Each line from the beginning of the data below through the line containing "- Make sure" should be repeated exactly, please.

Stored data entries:
____________

PR #11423, opened 2024-01-17
Lms/tweak admin diagnostic query

anathomical:
## WHAT
- Fix a bug that was over-counting diagnostic assignments and completions, causing the numbers in the admin report to not match the teacher-level report numbers by one or two in a couple of cases
- Fix a bug in the logic that converts "time spent" values from pure seconds to "minutes:seconds" format.  The existing code was throwing away any values over one hour and displaying only what was left.  So 1 hour, 1 minute, 1 second was displaying as "01:01" instead of "61:01"
## WHY
- We want the numbers we're showing teachers and the numbers we're showing admins to match so that we don't create confusion in cases where they compare
- We want to see the full values for time spent as a number of teachers are doing enough practice on Quill that their students are legitimately spending multiple hours on practice activities
## HOW
- Make sure to exclude `ActivitySession` records that have been deleted (had `visible` set to `false`) when doing admin roll-ups
- Skip the process of modulo-ing off the units larger than an hour in the process that calculates how to display time in our Admin report tables

### Screenshots
Average time spent numbers can go over `59:59` now
image

### Notion Card Links
https://www.notion.so/quill/Admin-Diagnostic-Growth-Report-QA-Overview-Tab-December-7-0524fc96c41f424a9532228535b11553#e67342bc03694ef0ba3c94b4f044addd

PR Checklist | Your Answer
------------ | -------------
Have you added and/or updated tests? |  Yes, the query specs have been updated to reflect the new `visible` expectations, and front-end jest expectations have been updated.

### DIFF
--- a/services/QuillLMS/app/queries/admin_diagnostic_reports/diagnostic_recommendations_query.rb
+++ b/services/QuillLMS/app/queries/admin_diagnostic_reports/diagnostic_recommendations_query.rb
@@ -14,6 +14,7 @@ module AdminDiagnosticReports
       super + <<-SQL
         JOIN lms.activity_sessions
           ON classroom_units.id = activity_sessions.classroom_unit_id
+            AND activity_sessions.visible = true
         JOIN lms.units
           ON classroom_units.unit_id = units.id
         JOIN lms.recommendations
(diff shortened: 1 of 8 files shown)


happythenewsad (approved):

brendanshean (approved):
Thank you for tracking down and fixing this bug.

eadams17 (approved):

PR #11425, opened 2024-01-18
various premium hub updates

emilia-friedberg:
## WHAT
Various Premium Hub fixes and improvements, including:

- fixing a bug where "Clear filters" always shows on Usage Snapshot Report
- make School Subscriptions page accessible to users who have expired premium (as opposed to having never had premium)
- make a more informative page for non-premium visitors to the Usage Snapshot Report

## WHY
We want the Premium Hub to be bug-free, and to be informative for users who don't necessarily have access to every feature.

## HOW
For the first bug, it was happening as an edge case when one of the teachers an admin had oversight over had a classroom with no grade associated. That teacher would automatically get filtered out, because the saved filter selections explicitly included every grade if no selection was made, rather than defaulting to null the way we do for the other filters. I fixed this by having it save null if no grade filters were actually selected. The other two were just React/CSS updates.

### Screenshots
Screenshot 2024-01-18 at 9 50 29 AM

### Notion Card Links
https://www.notion.so/quill/The-Clear-filters-button-is-enabled-on-the-Usage-Snapshot-Report-even-if-not-filters-are-applied-94d77102fb8744e2b1f6c5054563a310?pvs=4

https://www.notion.so/quill/Allow-admins-that-have-an-expired-subscription-to-access-the-Subscriptions-page-on-the-Premium-Hub-11beb4455d594719bbb2a1b87e3638ae?pvs=4

https://www.notion.so/quill/Update-the-Usage-Snapshot-Report-locked-page-for-non-premium-admins-de3669363a324a18801760bc6dfca639?pvs=4

PR Checklist | Your Answer
------------ | -------------


happythenewsad (approved):

anathomical (approved):

services/QuillLMS/app/helpers/footer_helper.rb
```diff
@@ -71,8 +63,4 @@ def about_us_links
       { href: '/contact', label: 'Contact Us' }
     ]
   end
-
-  def show_footer?(path)
-    !path.in?(EXCLUDED_FOOTER_PATHS)
-  end
```
eadams17, line 77: if we're removing this method, we should also remove the tests

eadams17 (approved):
LGTM!

PR #11438, opened 2024-01-23
add bq docs, sql file structure

happythenewsad:
## WHAT
- create and standardize a way to manage BigQuery mat views via the `bq` command line tool

## WHY
- we want to version our mat views in sql files, in order to track changes
- CLI is a bit tighter and faster than copy-pasting into the BigQuery studio 

### Screenshots

### Notion Card Links
https://www.notion.so/quill/Product-Board-30f97e4eb01246dbb8264253fb385073?p=962bf7c18cad4612a0c64613bde5ac9d&pm=s

PR Checklist | Your Answer
------------ | -------------

### DIFF
--- a/services/QuillLMS/db/external/bigquery/mat_views/recent_reporting_sessions.sql
+++ b/services/QuillLMS/db/external/bigquery/mat_views/recent_reporting_sessions.sql
@@ -1,0 +1,47 @@
+CREATE MATERIALIZED VIEW analytics-data-stores.lms.recent_reporting_sessions
+OPTIONS (
+  enable_refresh = true, refresh_interval_minutes = 1440,
+  max_staleness = INTERVAL "24" HOUR,
+    allow_non_incremental_definition = true
+)
+AS (
+  SELECT
+   activity_sessions.user_id as student_id,
+   activity_sessions.activity_id as activity_id,
+   activities.name as activity_name,
+   schools.id as school_id,
+   schools.name as school_name,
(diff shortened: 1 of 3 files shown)


services/QuillLMS/db/external/bigquery/mat_views/recent_reporting_sessions.sql
```diff
@@ -0,0 +1,47 @@
+CREATE MATERIALIZED VIEW analytics-data-stores.lms.recent_reporting_sessions
+OPTIONS (
+  enable_refresh = true, refresh_interval_minutes = 1440,
```
happythenewsad: We want this to auto refresh off peak hours, to minimize downtime.

dandrabik: Maybe I'm not understanding, but how is this refreshing off peak hours? We need the stats to be up to date for the day before, but I'm not sure how this setting ensures that. I'm reading this as refresh every 24-hours with a max staleness of 24 hours. Could this refresh at noon one day and someone looking at in the next morning wouldn't have yesterday's full stats?

dandrabik (changes requested):
Overall the structure seems fine. I don't think the refresh rate fits our SLA for data up to midnight of the day before, so I think we need to fix that.

dandrabik (approved):
Thanks for making the changes. 🚢

PR #11439, opened 2024-01-24
Update values in “Log-in method” column on the “My Classes” page

brendanshean:
## WHAT
Update the values in the “Log-in method” column on the “My Classes” page

## WHY
We'd like to provide users with the most accurate information.

## HOW
Add a conditional that uses provider and/or email value to calculate the value for Log-in Method.

### Screenshots
Screenshot 2024-01-24 at 7 33 42 AM

### Notion Card Links
https://www.notion.so/quill/Update-the-values-in-the-Log-in-method-column-on-the-My-Classes-page-e0ee787389c1403eaf9149eece1979ac?pvs=4

PR Checklist | Your Answer
------------ | -------------

### DIFF
--- a/services/QuillLMS/client/app/bundles/Teacher/components/classrooms/classroom_student_section.tsx
+++ b/services/QuillLMS/client/app/bundles/Teacher/components/classrooms/classroom_student_section.tsx
@@ -21,7 +21,7 @@ const googleSetupInstructionsPdf = `${process.env.CDN_URL}/documents/setup_instr
 
 function activeHeaders(hasClassroomProvider: boolean) {
   const name = {
-    width: '220px',
+    width: '205px',
     name: 'Name',
     attribute: 'name'
   }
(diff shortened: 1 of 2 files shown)


services/QuillLMS/client/app/bundles/Teacher/components/classrooms/classroom_student_section.tsx
```diff
@@ -489,6 +489,15 @@ const ClassroomStudentSection = ({
     )
   }
 
+  const logInMethod = ({ email, provider }) => {
+    if (provider === 'Google') { return 'Google or email' }
+    if (provider === 'Clever') { return 'Clever' }
+    if (provider === 'Canvas') { return 'Canvas' }
```
emilia-friedberg: Nbd but we might want to constantize the provider names since we're using them for logic now.

emilia-friedberg (approved):

services/QuillLMS/client/app/bundles/Teacher/components/classrooms/classroom_student_section.tsx
brendanshean: Good point

PR #11450, opened 2024-01-26
Upgrade LMS Ruby Version to 3.2

cissyxyu:
## WHAT
Upgrade Ruby in LMS to version 3.2.

## WHY
To have the most up-to-date and secure version of Ruby.

## HOW
Update all references to Ruby. 
Changed some syntax to be compatible with Ruby 3.2 conventions.
Pinned grpc, graphql and sprockets-rails to previous versions to prevent errors on precompiling assets.

### Screenshots

### Notion Card Links
[(Please provide links to any relevant Notion card(s) relevant to this PR.)](https://www.notion.so/quill/Upgrade-LMS-Ruby-3-2-3e6b3363b0b048ab999d9357f3c060d1?pvs=4)

PR Checklist | Your Answer
------------ | -------------


services/QuillLMS/config/vite.json
```diff
@@ -2,7 +2,8 @@
   "all": {
     "sourceCodeDir": "client/app",
     "entryPointsDir": "client/app/entrypoints",
-    "watchAdditionalPaths": ["app/assets/stylesheets"]
+    "watchAdditionalPaths": ["app/assets/stylesheets"],
+    "skipCompatibilityCheck": true
```
cissyxyu, line 6: I added this because vite kept stopping compile with the Error "ruby 3.2 may not be compatible with vite_ruby 3.5.0". The gem is in fact compatible. But the warning is causing the code not to compile, so I'm removing the warning for now since during future updates of this gem we will always manually test to make sure everything is compatible.

services/QuillLMS/Gemfile
```diff
@@ -132,7 +132,7 @@ gem 'vite_rails', '~> 3.0.14'
 # ASSET/UI
 gem 'uglifier', require: false
 gem 'kaminari', '~> 1.2.1'
-gem 'sprockets-rails', '~> 3.2.2'
+gem 'sprockets-rails', '~> 2.3.3'
```
brendanshean, line 135: Can you explain the downgrade here as 2.3.3 is from 2015 whereas 3.2.2 is from 2020.

happythenewsad: I assume this is a typo; if it wasn't, we need to find an alternative to rolling back so far, as Brendan suggests.

Relatedly: I believe the only thing we use sprockets for now (post-vite) is this directive:

```
  config.assets.precompile += %w(
                                 cms.js
                                 scorebook/*
                                 scorebook/**/*
                                 sign_up_email.css,
                                 admin_usage_snapshot_report_pdf.scss
                                 ) 
```
                                 
So versioning these files directly in public/ could allow us to drop sprockets completely, which would be nice.

services/QuillLMS/config/vite.json
happythenewsad: The[ vite ruby docs ](https://vite-ruby.netlify.app/config/index.html#skipcompatibilitycheck)specify that doing this `could lead to hard-to-debug errors such as missing entrypoints in the build.`

Thus, it's worth the extra research into resolving this issue, rather than using the escape hatch.

happythenewsad (changes requested):
Hi Cissy - through no fault of your own, there are two dependency issues that IMO need more research to be solved correctly. 

I'm here to pair over zoom, if that's helpful 👋

happythenewsad:
@cissyxyu This page indicates that upgrading from Node 16 to 18 may fix the issue. If that's the case, let's roll out the Node 18 upgrade independently.

https://www.cnblogs.com/facingscreen/p/17871005.html

anathomical (approved):
I don't see anything worth flagging that hasn't already been flagged, so I'm approving this with the expectation that issues other folks have flagged get addressed.

dandrabik (commented):
@cissyxyu Looking at the two issues here that have been flagged, I think we'll want to hold off on this Ruby upgrade until we can address them.
The issues: 
1. We don't want to downgrade sprockets (we may want to remove it instead) 
2. We don't want to turn off compatibility check for vite. 

Given these could be larger projects, let's timebox at most 2 days to resolving these via upgrades or other means. Otherwise, let's put this Ruby upgrade on hold for now, with the idea that we will revisit it in the future when these libraries have been updated. (The work of this upgrade PR isn't wasted, it's very helpful to flag these issues).

brendanshean:
Let's make sure to upgrade `TargetRubyVersion` in rubocop configuration
for-3 2-upgrade

PR #11464, opened 2024-01-30
Snapshot Timeframes - Standardize Times

dandrabik:
## WHAT
We want the timeframes for the snapshots to be consistent, in particular
1. The period should start at the beginning of a day, and end at the end of a day
2. In most cases, current and previous period should be the same length
3. The periods should be the expected length.
## WHY
For (1) above, this setup makes it easy to re-use the time frames for data that is grouped by date, e.g. upcoming Materialized Views. The rest is just general consistency and accuracy checks (which should make us feel these are solid).
## HOW
Mostly wrote a lot of specs (and spec helpers), then adjusted the code to work.

Note, I am a little worried that these tests may end up being flaky since they are based on current time. But that also might reveal some edge cases, so I'm slightly inclined to put them out and adjust if they are flaky

### Notion Card Links
https://www.notion.so/quill/Make-Snapshot-Timeframes-consistent-824b7335593142359e96c21fbf261c13

PR Checklist | Your Answer
------------ | -------------


anathomical (approved):
I appreciate the layout of the shared examples that make it clear which timeframe types expect current and previous to be equal and which ones allow differences.

brendanshean (approved):
This standardizing is a real improvement.  Thank you for getting deep into the minutiae of time.

services/QuillLMS/spec/support/shared_examples/snapshots/snapshots_timeframe_times_of_day_rspec.rb
brendanshean, line 1: Since these matchers are used elsewhere, you could move matchers into their own directory: `spec/support/matchers` which establish a pattern for custom matchers.  (e.g. I debated using a custom [matcher](https://github.com/empirical-org/Empirical-Core/blob/eaeda4c6b098892b1135621d1088d96f3d686060/services/QuillLMS/spec/support/matchers/change_after_waiting.rb) but ultimately it didn't solve the problem) for a recent intermittent failure )

happythenewsad (approved):

services/QuillLMS/spec/support/shared_examples/snapshots/snapshots_timeframe_times_of_day_rspec.rb
dandrabik: Good call, moved it there.

PR #11472, opened 2024-02-01
fix assignment to nil error and adjust font size

emilia-friedberg:
## WHAT
Fix this bug on Sentry: https://quillorg-5s.sentry.io/issues/4935272728/?project=11238&referrer=github-pr-bot and also some font sizes I noticed.

## WHY
We don't want any errors occurring for our users.

## HOW
This is a weird one, because it's only happening on the `individual_student_diagnostic_responses` path, for which `@skill_group_summaries` should never be defined, and it's inconsistent -- when I wipe the cache I haven't been able to replicate it for any of these users. However, this safeguard should ensure that the error Sentry is reporting cannot happen. 

### Screenshots

### Notion Card Links

PR Checklist | Your Answer
------------ | -------------
Have you added and/or updated tests? |  Manually tested that the page loads correctly


brendanshean (approved):
Thanks for tracking this down

PR #11475, opened 2024-02-01
lms/fix-empty-sentences-written-count

anathomical:
## WHAT
Update new SentencesWritten query logic to return 0 instead of null by using `IFNULL`
## WHY
The old method used COUNT which returns 0 if there are no relevant rows to count, while the new method uses SUM which returns NULL if there are no relevant rows to sum.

____________

-- EXERCISE ANSWER --
PR #11423, opened 2024-01-17
Lms/tweak admin diagnostic query

anathomical:
## WHAT
- Fix a bug that was over-counting diagnostic assignments and completions, causing the numbers in the admin report to not match the teacher-level report numbers by one or two in a couple of cases
- Fix a bug in the logic that converts "time spent" values from pure seconds to "minutes:seconds" format.  The existing code was throwing away any values over one hour and displaying only what was left.  So 1 hour, 1 minute, 1 second was displaying as "01:01" instead of "61:01"
## WHY
- We want the numbers we're showing teachers and the numbers we're showing admins to match so that we don't create confusion in cases where they compare
- We want to see the full values for time spent as a number of teachers are doing enough practice on Quill that their students are legitimately spending multiple hours on practice activities
## HOW
- Make sure to exclude `ActivitySession` records that have been deleted (had `visible` set to `false`) when doing admin roll-ups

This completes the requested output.